Records provided Block Start

PR #718, opened 2022-11-25
Skip replication if there is a (cross)validation error

### LINKED ISSUE #696: Do not send replication message if validation has error

Actually whenever the validation of a transaction has error or not, we send the replication message to the storage nodes.
But if there is an error in the validation, the storage nodes will not replicate the transaction. So we send a message for nothing because we already know that the replication will fail

In the distributed workflow, if there is an error in the validation stamp or in the cross validation stamp, then do not send the replication message to the storage node, and directly notify the error to the welcome node.

bchamagne:
# Description

In the distributed workflow, if there is an error in the validation stamp or in the cross validation stamp, then do not send the replication messages to the storage nodes, and directly notify the error to the welcome node.

`notify_error` used to be an internal event but we had to change this to a function to be able to use it from the `replication.state_enter` callback.

Fixes #696 

**IMPORTANT NOTE:** The scenario `:insufficient_funds` is not checked in the distributed_workflow. This means a transaction from an address with insufficient funds will not mark the stamps as invalid and the transaction will be replicated to the storage nodes where they'll be discarded.

- [x] check for insufficient funds

## Type of change

- Bug fix 

# How Has This Been Tested?

Tests added to the suite.
Scenario tested on the transaction builder (with 3 nodes): Creation of a token with an invalid JSON. You should see the usual error and you should see a "skipped replication" in the logs.

# Checklist:

### DIFF
--- a/lib/archethic/mining/validation_context.ex
+++ b/lib/archethic/mining/validation_context.ex
@@ -1261,4 +1261,25 @@ defmodule Archethic.Mining.ValidationContext do
     |> Enum.map(&Enum.at(storage_nodes, &1))
     |> Enum.reject(&Utils.key_in_node_list?(chain_storage_nodes, &1.first_public_key))
   end
+
+  @spec get_error_as_atom(t()) :: atom()
+  def get_error_as_atom(ctx = %__MODULE__{}) do
+    case ctx.validation_stamp.error do
+      nil ->
+        inconsistencies =
+          ctx.cross_validation_stamps
+          |> Enum.flat_map(& &1.inconsistencies)
+
+        case inconsistencies do
+          [] ->
+            nil
+
+          _ ->
+            :invalid_cross_validation_stamp
+        end
+
+      _ ->
+        :invalid_validation_stamp
+    end
+  end
 end
--- a/lib/archethic/mining/validation_context.ex
+++ b/lib/archethic/mining/validation_context.ex
@@ -1262,8 +1262,11 @@ defmodule Archethic.Mining.ValidationContext do
     |> Enum.reject(&Utils.key_in_node_list?(chain_storage_nodes, &1.first_public_key))
   end
 
-  @spec get_error_as_atom(t()) :: atom()
-  def get_error_as_atom(ctx = %__MODULE__{}) do
+  @doc """
+  Get the first available error or nil
+  """
+  @spec get_first_error(t()) :: atom()
+  def get_first_error(ctx = %__MODULE__{}) do
     case ctx.validation_stamp.error do
       nil ->
         inconsistencies =
--- a/lib/archethic/mining/validation_context.ex
+++ b/lib/archethic/mining/validation_context.ex
@@ -1274,12 +1274,12 @@ defmodule Archethic.Mining.ValidationContext do
           [] ->
             nil
 
-          _ ->
-            :invalid_cross_validation_stamp
+          [first_error | _] ->
+            first_error
         end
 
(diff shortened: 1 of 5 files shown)


samuelmanzanera:
I think the purpose is also to avoid replication if all the nodes are agreed on the transaction's invalidity.

lib/archethic/mining/validation_context.ex
```diff
@@ -1261,4 +1261,25 @@ defmodule Archethic.Mining.ValidationContext do
     |> Enum.map(&Enum.at(storage_nodes, &1))
     |> Enum.reject(&Utils.key_in_node_list?(chain_storage_nodes, &1.first_public_key))
   end
+
+  @spec get_error_as_atom(t()) :: atom()
+  def get_error_as_atom(ctx = %__MODULE__{}) do
```
samuelmanzanera, line 1266: I didn't get the name `as_atom `, as the error is already in the atom format.

samuelmanzanera: This suggest the error will be converted into an atom

test/archethic/mining/distributed_workflow_test.exs
```diff
@@ -968,7 +998,279 @@ defmodule Archethic.Mining.DistributedWorkflowTest do
...
+      Workflow.add_cross_validation_stamp(
+        coordinator_pid,
+        %CrossValidationStamp{
+          signature:
+            Crypto.sign(
+              [ValidationStamp.serialize(context.validation_stamp), <<1>>],
+              elem(@publickey1, 1)
+            ),
+          node_public_key: elem(@publickey1, 0),
+          inconsistencies: [:signature]
```
samuelmanzanera, line 1057: I think in this text it should not have the cross validation stamp errors but only the pending one.

bchamagne: good catch

lib/archethic/mining/validation_context.ex
```diff
@@ -1261,4 +1261,28 @@ defmodule Archethic.Mining.ValidationContext do
     |> Enum.map(&Enum.at(storage_nodes, &1))
     |> Enum.reject(&Utils.key_in_node_list?(chain_storage_nodes, &1.first_public_key))
   end
+
+  @doc """
+  Get the first available error or nil
+  """
+  @spec get_first_error(t()) :: atom()
+  def get_first_error(ctx = %__MODULE__{}) do
```
Neylix, line 1269: An other way to write this function using pattern matching is : 
```elixir
def get_first_error(%__MODULE__{
      validation_stamp: %ValidationStamp{error: nil},
      cross_validation_stamps: cross_validation_stamps
    }) do
  cross_validation_stamps
  |> Enum.reduce_while(nil, fn
    %CrossValidationStamp{inconsistencies: []}, nil -> {:cont, nil}
    %CrossValidationStamp{inconsistencies: [first_error | _rest]}, nil -> {:halt, first_error}
  end)
end

def get_first_error(%__MODULE__{validation_stamp: %ValidationStamp{error: error}}), do: error
```

It may be more consistent with the rest of the project as a lot of function use pattern matching in priority.
As you prefer

Neylix (commented):
Working well :+1: 
Just a remark to be consistent with the coding style of the project

Neylix (approved):

samuelmanzanera (approved):

Neylix (approved):

PR #721, opened 2022-11-28
Connection's reconnect is asynchronous

### LINKED ISSUE #710: Use asynchronous connection

In the `Connection` module, when a host is not reachable we try to reconnect every 500ms. But if the host ip do not exists, the `gen_tcp.connect` will fall in timeout after 4 seconds. This instruction is synchronous and block all new messages in the Genserver, this can perturb other functionnalities.

In the `Connection` module, the function to try to reconnect `transport.handle_connect` should be asynchronous

bchamagne:
# Description

Reconnect workflow used to be synchronous, which meant all incoming messages were queued to be processed later, and the callers had to wait until eventually they receive a :timeout. 

This PR changed the reconnect workflow to be asynchronous, so the callers can get a :closed error message without delay.

**NOTE**: the first connection is still asynchronous to be able to keep existing code.

Fixes #710

## Type of change

- Bug fix

# How Has This Been Tested?

Case added to the unit tests

# Checklist:

### DIFF
--- a/lib/archethic/p2p/client/connection.ex
+++ b/lib/archethic/p2p/client/connection.ex
@@ -86,10 +86,8 @@ defmodule Archethic.P2P.Client.Connection do
         {:ok, {:connected, socket}, new_data}
 
       {:error, _} ->
-        {_, new_data, actions} =
-          handle_event(:enter, {:connected, make_ref()}, :disconnected, data)
-
-        {:ok, :disconnected, new_data, actions}
+        actions = [{{:timeout, :reconnect}, 500, nil}]
+        {:ok, :disconnected, data, actions}
     end
   end
 
@@ -204,12 +202,10 @@ defmodule Archethic.P2P.Client.Connection do
           transport: transport
         }
       ) do
-    me = self()
-
     # try to connect asynchronously so it does not block the messages coming in
-    Task.start_link(fn ->
-      # handle_connect might take a long time
-      send(me, {:connect_result, transport.handle_connect(ip, port)})
+    # Task.async/1 will send a {:info, {ref, result}} message to the connection process
+    Task.async(fn ->
+      transport.handle_connect(ip, port)
     end)
 
     :keep_state_and_data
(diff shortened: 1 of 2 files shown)


lib/archethic/p2p/client/connection.ex
```diff
@@ -77,8 +77,20 @@ defmodule Archethic.P2P.Client.Connection do
...
+    # We call ourselves the `state_enter` because `GenStateMachine` will not do it from init
+    # `handle_connect` might take a long time
+    case transport.handle_connect(ip, port) do
+      {:ok, socket} ->
+        {_, new_data} = handle_event(:enter, :disconnected, {:connected, socket}, data)
+        {:ok, {:connected, socket}, new_data}
+
+      {:error, _} ->
+        {_, new_data, actions} =
+          handle_event(:enter, {:connected, make_ref()}, :disconnected, data)
```
Neylix, line 90: I think here we should not call this handle event as we where not previously in `:connected` state. We should just return
```elixir
actions = [{{:timeout, :reconnect}, 500, nil}]
{:ok, :disconnected, data, actions}
```

lib/archethic/p2p/client/connection.ex
```diff
@@ -186,20 +198,21 @@ defmodule Archethic.P2P.Client.Connection do
...
+    me = self()
 
-      {:error, _} ->
-        actions = [{{:timeout, :reconnect}, 500, nil}]
-        {:keep_state_and_data, actions}
-    end
+    # try to connect asynchronously so it does not block the messages coming in
+    Task.start_link(fn ->
+      # handle_connect might take a long time
+      send(me, {:connect_result, transport.handle_connect(ip, port)})
```
Neylix, line 212: Why sending a new message as the resolution of the task will already send a message with the result of function which can be catched with 
```elixir 
handle_event(:info, {ref, function_return}, :disconnected, data)
```

test/archethic/p2p/client/connection_test.exs
```diff
@@ -45,6 +45,36 @@ defmodule Archethic.P2P.Client.ConnectionTest do
...
     end
 
+    test "should get an error, :closed when trying to reach an unreachable node" do
+      defmodule MockTransportUnreachable do
+        alias Archethic.P2P.Client.Transport
+
+        @behaviour Transport
+
+        def handle_connect(_ip, _port) do
+          {:error, :timeout}
```
Neylix, line 55: Here you should add `Process.sleep` to simulate a long connection time.
Actually the `assert {:error, :closed}` may return the result after the connection is done event with `Process.sleep`
The test should test if we receive a return `{:error, :closed}` before the connect function is finished

Neylix (changes requested):

lib/archethic/p2p/client/connection.ex
```diff
@@ -77,8 +77,18 @@ defmodule Archethic.P2P.Client.Connection do
...
     }
 
-    actions = [{:next_event, :internal, :connect}]
-    {:ok, :disconnected, data, actions}
+    # First connection attempt is synchronous (to deal with the `start_link` followed by a `send_message`)
+    # We call ourselves the `state_enter` because `GenStateMachine` will not do it from init
+    # `handle_connect` might take a long time
+    case transport.handle_connect(ip, port) do
+      {:ok, socket} ->
+        {_, new_data} = handle_event(:enter, :disconnected, {:connected, socket}, data)
```
samuelmanzanera, line 85: Using `handle_event` is not the most elegant, to avoid duplicate code, you could wrap the code in the `enter, :disconnected, {:connected, socket}, data` event in a private function

bchamagne: As discussed with Sam, we may use the `:postpone` atom in gen_statem to deal with this in an elegant manner.

samuelmanzanera (approved):

Neylix (approved):

PR #722, opened 2022-11-28
Ensure there is never more validation nodes than storage nodes 

### LINKED ISSUE #695: Number of validation nodes should not be more than replica number

In the consensus we have an election for storage nodes and for validation nodes. In the consensus we should not have more validation nodes than storage nodes.
In some case it is actually possible according to the amount of a transaction

In the election of validation nodes, we should also verify that the number of validation nodes is <= of the storage nodes number.

In the same time, we can remove the sort by authorized nodes in the storage nodes election as this sort is overwritten by the rotating key sort just after

bchamagne:
# Description

On the validation nodes' election, we have to make sure we never have more validation nodes than storage nodes. 

Fixes #695 

## Type of change

- Bug fix 

# How Has This Been Tested?

Test added to the suite.

# Checklist:


test/archethic/election_test.exs
```diff
@@ -131,6 +134,94 @@ defmodule Archethic.ElectionTest do
       assert Enum.map(first_election, & &1.last_public_key) !=
                Enum.map(second_election, & &1.last_public_key)
     end
+
+    @tag :toto
```
Neylix, line 138: It's the story of toto ... :laughing:

Neylix (approved):

PR #742, opened 2022-12-02
[Aeweb] Return content of reference Txn 

apoorv-2204:
# Description

## Type of change

Please delete options that are not relevant.

- New feature (non-breaking change which adds functionality)

# How Has This Been Tested?

Screenshot_20221202_222550

# Checklist:

- My code dont follows the style guidelines of this project
- I have not performed a self-review of my own code
- I have not commented my code, particularly in hard-to-understand areas
- I have not made corresponding changes to the documentation
- My changes generate  new warnings
- I have added tests that prove my fix is effective or that my feature doesnt works
- New and existing unit tests  doesnt pass locally with my changes
- Any dependent changes have been merged and published in downstream modules

PR #744, opened 2022-12-06
AEWeb cache (files and transactions)

### LINKED ISSUE #644: AEWeb: improve files response by caching their content

Actually, each time a file is requested for a website, the API download the last reference chain, find the transaction address of the file content, download this transaction and return the file content.
If the browser request 50 files which are stored in the same transaction, the API will download 50 times the same transaction. This is not performant.

To fix this issue we can create a cache for AEWeb, which will store the most request transaction content.
The cache can have a configurable size, i.e. for a node with 16 Gb of ram, AEWeb cache could be 2 Gb.
This cache should store the transaction address, it's content and the last date this transaction has been requested.
If we reach the maximum size and want to add new content, the oldest requested file should be delete to be replaced by the new one.
The behavior of web_hosting will be the following: 
- A request is made for a genesis address and a file
- Request the last transaction address of the genesis address chain
- Check if this last transaction is in the cache
  - If not, download the transaction and store address, content and current time in the cache
  - If yes, get it's content from it and update last requested time with current time
- Find the address of the requested file
- Check if the transaction address is in the cache
  - If not, download the transaction and store address, content and current time in the cache
  - If yes, get it's content from it and update last requested time with current time
- Return the file content

### Additional context

_No response_

bchamagne:
# Description

Adds `LRU` and `LRUDisk` modules to cache data on memory and on disk respectively. The algorithm used for eviction is the [Least Recent Used](https://en.wikipedia.org/wiki/Cache_replacement_policies#LRU), meaning that the oldest files read are evicted when space is required. The max size is in bytes and in config so users can control how much cache they  want to support.
Theses caches are used in the AEWeb controller to cache the reference transaction (queried on every request) and to cache the files' content.

There is a few things to discuss:
- the hash of the cache file name (currently base64(cache_key))
- where to put the modules (currently in archethic_cache)
- ~do a cast instead of a call for the put fn to not wait for I/O (will not be able to return succes boolean)~

There will be a conflict when #742 is merged.

Fixes #644

## Type of change

# How Has This Been Tested?

Tests added to the suite.

# Checklist:

### DIFF
--- a/lib/archethic_cache/lru.ex
+++ b/lib/archethic_cache/lru.ex
@@ -1,0 +1,149 @@
+defmodule ArchethicCache.LRU do
+  @moduledoc """
+  A cache that stores the values in an ETS table.
+  There are hooks available to be able to add effects (ex: write to disk).
+
+  It keeps track of the order and bytes in the genserver state.
+  The `bytes_used` are tracked in here because if we just monitor ETS table size, we would not be able to have a disk cache.
+  The `keys` are used to determine the Least Recent Used (first is the most recent used, last is the least recent used).
+  """
+
+  @spec start_link(GenServer.name(), non_neg_integer(), keyword()) ::
+          {:ok, binary()} | {:error, term()}
+  def start_link(name, max_bytes, opts \\ []) do
+    GenServer.start_link(__MODULE__, [name, max_bytes, opts], name: name)
+  end
+
+  @spec put(GenServer.server(), term(), term()) :: boolean()
+  def put(pid, key, value) do
+    GenServer.call(pid, {:put, key, value})
+  end
+
+  @spec get(GenServer.server(), term()) :: nil | term()
+  def get(pid, key) do
+    GenServer.call(pid, {:get, key})
+  end
+
+  @spec purge(GenServer.server()) :: :ok
+  def purge(pid) do
+    GenServer.call(pid, :purge)
+  end
+
+  def init([name, max_bytes, opts]) do
+    table = :ets.new(:"aecache_#{name}", [:set, {:read_concurrency, true}])
+
+    {:ok,
+     %{
+       table: table,
+       bytes_max: max_bytes,
+       bytes_used: 0,
+       keys: [],
+       put_fn:
+         Keyword.get(opts, :put_fn, fn _key, value ->
+           {value, :erlang.external_size(value)}
+         end),
+       get_fn:
+         Keyword.get(opts, :get_fn, fn _key, value ->
+           value
+         end),
+       evict_fn:
+         Keyword.get(opts, :evict_fn, fn _key, value ->
+           :erlang.external_size(value)
+         end)
+     }}
+  end
+
+  def handle_call({:get, key}, _from, state) do
+    {reply, new_state} =
+      case :ets.lookup(state.table, key) do
+        [{^key, value}] ->
+          {
+            state.get_fn.(key, value),
+            %{state | keys: state.keys |> move_front(key)}
+          }
+
+        [] ->
+          {nil, state}
+      end
+
+    {:reply, reply, new_state}
+  end
+
+  def handle_call({:put, key, value}, _from, state) do
+    size = :erlang.external_size(value)
+
+    if size > state.bytes_max do
+      {:reply, false, state}
+    else
+      # maybe evict some keys to make space
+      state =
+        evict_until(state, fn state ->
+          state.bytes_used + size <= state.bytes_max
+        end)
+
+      case :ets.lookup(state.table, key) do
+        [] ->
+          {value_to_store, size_to_store} = state.put_fn.(key, value)
+
+          :ets.insert(state.table, {key, value_to_store})
+
+          new_state = %{
+            state
+            | keys: [key | state.keys],
+              bytes_used: state.bytes_used + size_to_store
+          }
+
+          {:reply, true, new_state}
+
+        [{^key, old_value}] ->
+          # this is a replacement, we need to evict to update the bytes_used
+          bytes_evicted = state.evict_fn.(key, old_value)
+          {value_to_store, size_to_store} = state.put_fn.(key, value)
+
+          :ets.insert(state.table, {key, value_to_store})
+
+          new_state = %{
+            state
+            | keys: state.keys |> move_front(key),
+              bytes_used: state.bytes_used + size_to_store - bytes_evicted
+          }
+
+          {:reply, true, new_state}
+      end
+    end
+  end
+
+  def handle_call(:purge, _from, state) do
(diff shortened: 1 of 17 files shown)


bchamagne:
@Neylix reviewed this with me today. He proposed a refactoring to make the LRUDisk module simpler. In a few words, storing the size as well as the value in the ETS map will make everything easier.

lib/archethic_cache/lru_disk.ex
```diff
@@ -0,0 +1,69 @@
...
+  @spec start_link(GenServer.name(), non_neg_integer(), binary()) ::
+          {:ok, binary()} | {:error, term()}
+  def start_link(name, max_bytes, cache_dir) do
+    cache_dir = Path.join(cache_dir, "#{name}")
+    :ok = reset_directory(cache_dir)
+
+    LRU.start_link(name, max_bytes,
+      put_fn: fn key, value ->
+        # retry to create the dir everytime in case someones delete it
+        File.mkdir_p!(cache_dir)
```
samuelmanzanera, line 19: I didn't get the `someones delete it`.
If the folder doesn't exist, the LRU would crash and restart from fresh state.

I'm afraid of the overhead trying to recreate a folder each time an entry is added

lib/archethic_cache/lru.ex
```diff
@@ -0,0 +1,155 @@
...
+  end
+
+  defp evict_until(
+         state = %{table: table, keys: keys, evict_fn: evict_fn, bytes_used: bytes_used},
+         predicate
+       ) do
+    if predicate.(state) do
+      state
+    else
+      case List.last(keys) do
```
samuelmanzanera, line 132: I think you can optimize this one because: `List.last` and `List.delete` are O(n) time complexity both. You could do it in a once.

```elixir
case Enum.reverse(keys) do
  [] ->
     state
  [oldest_key | rest] ->
     ....
     evict_until(
            %{
              state
              | bytes_used: bytes_used - size,
                keys: rest
            },
            predicate
          )
end
```

lib/archethic_cache/lru.ex
```diff
@@ -0,0 +1,155 @@
...
+        [] ->
+          {nil, state}
+      end
+
+    {:reply, reply, new_state}
+  end
+
+  def handle_call(:purge, _from, state = %{table: table, evict_fn: evict_fn}) do
+    # we call the evict_fn to be able to clean effects (ex: file written to disk)
+    :ets.tab2list(table)
```
samuelmanzanera, line 69: You might use `:ets.foldr` to avoid twice list traversals.
This will save you the overhead of constructing a list for all rows in the table first.

lib/archethic_cache/lru_disk.ex
```diff
@@ -0,0 +1,66 @@
...
+
+  defp reset_directory(dir) do
+    File.rm_rf!(dir)
+    File.mkdir_p!(dir)
+  end
+
+  defp key_to_path(cache_dir, key) do
+    Path.join(
+      cache_dir,
+      Base.encode64(:erlang.term_to_binary(key))
```
Neylix, line 63: The file name is depending on the size of the requested url, so the file name can be very long. Maybe we should hash the key before encoding it in base 64, so the file name will have the same size no matter their url.
for example:
```elixir
addr = :crypto.strong_rand_bytes(34) |> Base.encode16
key = {addr, ["path", "to", "content"]}
Base.encode64(:erlang.term_to_binary(key))
# "g2gCbQAAAEQ4RkI4QkQ5RTkyRjVGRTZEODU0OTY5NDU1RTdGOEVBMDNCODQ0MEI2ODJEQkNFNUI2RkU0RjQ4MEFDRUQwMzc5NUNBQWwAAAADbQAAAARwYXRobQAAAAJ0b20AAAAHY29udGVudGo="

# Using a hash before
:crypto.hash(:sha256, :erlang.term_to_binary(key)) |> Base.encode64
# "mKj3eScg2Xh/949NXi59NjdHeNrhI4Zm3GuUv5Ehpis="
```

Neylix: Also we should use `Base.url_encode64` as the classic `Base.encode64` may add "/" in the file name which is a forbidden character

Neylix (changes requested):

lib/archethic_web/controllers/api/web_hosting_controller.ex
```diff
@@ -383,5 +405,24 @@ defmodule ArchethicWeb.API.WebHostingController do
...
+  defp do_get_file_content(_, _), do: :file_error
+
+  @spec search_transaction(binary()) :: {:ok, Transaction.t()} | {:error, atom()}
+  defp search_transaction(address) do
+    # :cache_tx is started by the ArchethicWeb.Supervisor
+    case LRU.get(:cache_tx, address) do
+      nil ->
+        case Archethic.search_transaction(address) do
+          {:ok, tx} ->
+            LRU.put(:cache_tx, address, tx)
```
Neylix, line 417: Actually the web hosting controller require only 3 fields from a transaction: address, data.content, validation_stamp.timestamp
Maybe we can reduce the data stored in the LRU by creating a Transaction object with only theses fieds and remove all other unecessary fields

lib/archethic_cache/lru_disk.ex
samuelmanzanera: What is the initial reason of the base64 ? why not hex ?

lib/archethic_web/controllers/api/web_hosting_controller.ex
samuelmanzanera: Using a tuple should do it.

lib/archethic_cache/lru_disk.ex
bchamagne: > What is the initial reason of the base64 ? why not hex ?

no reason, 64 will return a shorter string than 16, should I switch to 16?

bchamagne:
**This PR is blocked by #747 and we will resume development only when it's merged.** 
Reason: the web_hosting_controller.ex has been refactored in mentionned ticket.

bchamagne:
This is now ready and tested!

Neylix (approved):

lib/archethic_web/reference_transaction.ex
```diff
@@ -0,0 +1,71 @@
+defmodule ArchethicWeb.ReferenceTransaction do
```
samuelmanzanera, line 1: To remove confusion about the naming of this module, we could specify that is about web hosting. Otherwise it means a global reference transaction - which is not the case. It's only for AEWeb. 

Maybe `ArchethicWeb.WebHostingController. ReferenceTransaction`

samuelmanzanera (approved):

Records provided Block End

Task statement -> Each line of the records above, from the first through the one containing "Actually whenever the", is to be retyped exactly; no other line belongs.

Completed task ->
PR #718, opened 2022-11-25
Skip replication if there is a (cross)validation error

### LINKED ISSUE #696: Do not send replication message if validation has error

Actually whenever the validation of a transaction has error or not, we send the replication message to the storage nodes.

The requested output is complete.